Tags: Paleo, GlutenFree, NoCornSyruporSugar


1/4 cup ghee, melted and cooled
4 large eggs
1/4 cup honey
1/4 cup milk or coconut milk
1 teaspoon almond extract
1/4 cup plus 1 tablespoon coconut flour
1 tablespoon tapioca flour/tapioca starch
1/2 cup almond flour
1/4 cup cocoa powder
1 teaspoon baking soda
1/4 teaspoon salt
1 cup grated zucchini
3.5 ounces dark chocolate, chopped, divided (I suggest 75% dark)
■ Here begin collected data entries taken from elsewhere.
PR #7663, opened 2023-05-06
[Warrior] Remove redundant APL  entry

mooman219:
The following line catches this one either way.

How is warrior's APL generated? Does the cpp generate the simc, or the other way around? It looks like the simc generates the cpp here <https://github.com/simulationcraft/simc/tree/dragonflight/engine/class_modules/apl>, but not for warrior.


Armadk:
Warrior is currently generated inside the classes/sc_warrior.cpp file, however many classes have moved apl generation to outside the core file, and into the one under the apl/ directory.  There is currently an open PR for moving the warrior APL to this file.  Just waiting on final approval from Archi and it should be fine to be merged in.

PR #7718, opened 2023-05-15
[Profiles] T30 Regenerate

hotbees:
Forgot to do this when changing the default havoc phial in #7715. Also includes arcane & balance apl changes that happened to be updated since last regeneration.


Bloodmallet:
Looks like in the meantime some regenerations happened. I'm closing this one. Thank you for providing it, though!

PR #10036, opened 2025-03-03
[Warrior] Update TWW2 Fury profile

pauldrinn:


pauldrinn:
Archimtiros added both Arms and Fury so closing this

PR #10051, opened 2025-03-04
[Druid] Balance APL: use built-in expressions instead of variables

syrifgit:
Instead of defining a new variable, use the already-defined `eclipse.X` expressions. This change should have no effect on the rotation. One could also be built to replace `variable.eclipse_remains`, but I will leave this PR at the existing expressions.

This type of change helps greatly with a downstream project.


gastank:
Druid APLs are handled by making changes to https://github.com/dreamgrove/dreamgrove/blob/master/sims/owl/balance.txt

PR #10058, opened 2025-03-06
[Warlock] Wither tick time needs manual adjustment

Azevara:


Azevara:
This will be fixed in core auto-parsing instead.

Preheat the oven to 350 and line a muffin pan with paper liners.

In a large bowl, whisk together the ghee and eggs for a minute or so.
Add the honey, milk or coconut milk, and vanilla and whisk to combine well.
In a separate bowl, sift together dry ingredients: the flours, cocoa, baking soda, and salt.
Add the dry ingredients to the large bowl and mix well.
Fold in the zucchini and half the chocolate chunks.
Spoon the batter into the prepared muffin cups, and sprinkle the tops evenly with the rest of the chocolate chunks.

Bake for 25-30 minutes, or until a toothpick comes out clean and the top springs back when you poke it.
Let cool for five to ten minutes in the pan, then transfer to a rack to cool completely.